Aber "weit" ist relativ. Wenn es schon um 17 Uhr nur Staumeldungen aus dem Radio brummt warte ich lieber noch ein Weilchen. Dann zwei liebe Anrufe, dass am Kreuz Leverkusen so gar nichts mehr geht und beim zweiten Anruf verbunden mit der Empfehlung mindestens bis Remscheid über Land zu fahren, dann auf die A1- "da sollte dann das schlimmste vorbei sein." Ha! Na gut, mit TomTom schaffe ich das auch. Leider macht der aus einem Flachlandtiroler auch keine Bergziege, mein altes Autochen leider auch nicht zum Bergfahrzeug- wir zwei sind eben ein Team und Steigungen mögen wir beide nicht. Dazu strömender Weltuntergang-Regen, katastrophale Sicht. Ich bin genervt. Die Stadtführung mit Nachtwächter durch Rinteln hab ich mir zu dem Zeitpunkt bereits abgeschrieben, als ich dann auch einem Ortsschild "Bremen" lese bin ich schon höchst verunsichert, soo schlecht ist mein Orientierungssinn nun doch nicht?! (Das war letztlich doch nur ein Ortsteil von Nirgendwo...irgendwo im Bergischen) Spätestens in "Hoffnung" hab ich die längst verloren noch heute in Rinteln anzukommen. Auf der Autobahn habe ich dann beinahe eine Keilerei mit einem Polnischen LKW-Fahrer angefangen- macht man sich dort die Hose mit nem Klettverschluss zu? Das Wort "Reißverschluss" kennen die jedenfalls niemals nicht! Grrrrr.
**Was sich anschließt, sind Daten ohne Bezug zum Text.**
PR #233, opened 2020-10-15
RISC-V: Support pause instruction as a hint fence w,0.

Nelson1225:
There is a problem here - Should we regard the pause instruction as an alias of hint fence?  Here is the assembly syntax of fence instruction,

fence  [i][o][r][w], [i][o][r][w]

The current assembler doesn't allow the pred and succ fields are set to `0`.  Therefore, if the pause is an alias of fence, then we will get `fence   w,unknown` when the option "-Mno-aliases" is set to objdump.

On the other hand, should we accept that the pred and succ fields can be set to `0` by the assembly fence instruction?  That is,

fence 0, w  --> illegal for now, should this be legal?
fence w, 0  --> same as above
fence 0, 0  --> same as above

If it is accepted, then it's fine to regard the pause instruction as an alias.

However, this patch doesn't regard the pause as an alias, and the `0` pred and succ are not accepted for the assembly fence.

### DIFF
--- a/gas/testsuite/gas/riscv/fence-tso.s
+++ b/gas/testsuite/gas/riscv/fence-tso.s
@@ -1,2 +1,0 @@
-target:
-	fence.tso
--- a/gas/testsuite/gas/riscv/fence.d
+++ b/gas/testsuite/gas/riscv/fence.d
@@ -8,4 +8,6 @@ Disassembly of section .text:
 
 0+000 <target>:
 [ 	]+0:[ 	]+8330000f[ 	]+fence.tso
-
+[ 	]+4:[ 	]+0100000f[ 	]+pause
+[ 	]+8:[ 	]+0ff0000f[ 	]+fence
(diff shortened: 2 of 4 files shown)


Nelson1225:
Here is the ISA spec PR, https://github.com/riscv/riscv-isa-manual/pull/398

aswaterman:
IMO, we should always have allowed pred=0/succ=0; that was an oversight on my part.

I probably would have used `-` as the syntax instead of `0`, but either works.

kito-cheng:
> IMO, we should always have allowed pred=0/succ=0; that was an oversight on my part.
> 
> I probably would have used `-` as the syntax instead of `0`, but either works.

Both binutils and LLVM are only support `iorw` as operands only, maybe we should also update https://github.com/riscv/riscv-asm-manual too?

Nelson1225:
We don't need this anymore, so I delete the PR.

Kaum auf der A1 Stau selbst auf dem Rastplatz, Stau am Kamener Kreuz und irgendwie fast bis zu meinem Ziel. Ca. 30 Kilometer vorher hört der Regen urplötzlich auf und als ich nach beinahe 5 (in Worten: fünf!!!) Stunden am Ort meiner Wahl ankam, konnte keiner meine Geschichte einer abenteuerlichen Reise glauben. Pfff....
1 Kommentar:
Liebe Siv !
Ich glaube Dir - unsere Paula - Assistentin von Burkhardt (bitte "dt")- hat uns am Samstag auch eine 35 minütige Sightseeing-Tour durch Düsseldorf bis Ober/Unterkassel oder wie auch immer beschert - obwohl? Das Ziel lag 5min. von der Autobahnabfahrt entfernt..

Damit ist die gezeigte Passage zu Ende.